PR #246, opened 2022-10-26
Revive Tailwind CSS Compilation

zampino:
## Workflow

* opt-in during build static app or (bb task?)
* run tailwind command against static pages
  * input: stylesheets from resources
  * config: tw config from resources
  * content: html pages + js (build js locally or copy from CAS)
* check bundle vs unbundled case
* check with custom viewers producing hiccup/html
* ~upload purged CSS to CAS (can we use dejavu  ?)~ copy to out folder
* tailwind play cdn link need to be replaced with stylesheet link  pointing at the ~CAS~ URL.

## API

------------------------------------------------------------

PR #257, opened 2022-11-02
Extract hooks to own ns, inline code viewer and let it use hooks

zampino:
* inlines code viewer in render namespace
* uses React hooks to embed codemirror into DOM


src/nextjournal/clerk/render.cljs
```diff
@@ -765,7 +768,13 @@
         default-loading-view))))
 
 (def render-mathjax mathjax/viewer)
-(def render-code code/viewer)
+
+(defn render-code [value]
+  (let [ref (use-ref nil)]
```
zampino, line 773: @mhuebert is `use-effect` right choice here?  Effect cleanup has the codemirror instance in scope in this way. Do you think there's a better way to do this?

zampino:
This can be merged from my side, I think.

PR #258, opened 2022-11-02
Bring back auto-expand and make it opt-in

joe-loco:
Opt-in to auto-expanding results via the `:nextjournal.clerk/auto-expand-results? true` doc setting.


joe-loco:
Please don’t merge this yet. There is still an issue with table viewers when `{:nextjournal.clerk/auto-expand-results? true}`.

------------------------------------------------------------

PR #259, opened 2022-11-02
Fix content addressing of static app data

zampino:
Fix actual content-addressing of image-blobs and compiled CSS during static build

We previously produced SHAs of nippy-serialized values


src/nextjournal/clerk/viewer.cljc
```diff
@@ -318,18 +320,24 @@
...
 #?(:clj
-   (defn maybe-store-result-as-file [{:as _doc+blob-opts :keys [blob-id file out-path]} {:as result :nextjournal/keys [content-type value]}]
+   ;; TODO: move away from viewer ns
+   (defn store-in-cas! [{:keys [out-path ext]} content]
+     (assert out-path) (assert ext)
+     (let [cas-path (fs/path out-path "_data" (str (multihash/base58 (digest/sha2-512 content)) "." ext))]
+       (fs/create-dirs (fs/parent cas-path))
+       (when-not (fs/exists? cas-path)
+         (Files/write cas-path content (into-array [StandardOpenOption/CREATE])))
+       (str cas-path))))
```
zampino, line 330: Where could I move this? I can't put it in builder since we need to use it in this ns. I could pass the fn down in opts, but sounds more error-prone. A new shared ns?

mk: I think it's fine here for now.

------------------------------------------------------------

_Exercise details_.
Look above for the line with "PR #246, opened 2022-10-26" and the line with "vs unbundled case". Retype those two lines and every line between them exactly, adding nothing.

_Answer space_.
PR #246, opened 2022-10-26
Revive Tailwind CSS Compilation

zampino:
## Workflow

* opt-in during build static app or (bb task?)
* run tailwind command against static pages
  * input: stylesheets from resources
  * config: tw config from resources
  * content: html pages + js (build js locally or copy from CAS)
* check bundle vs unbundled case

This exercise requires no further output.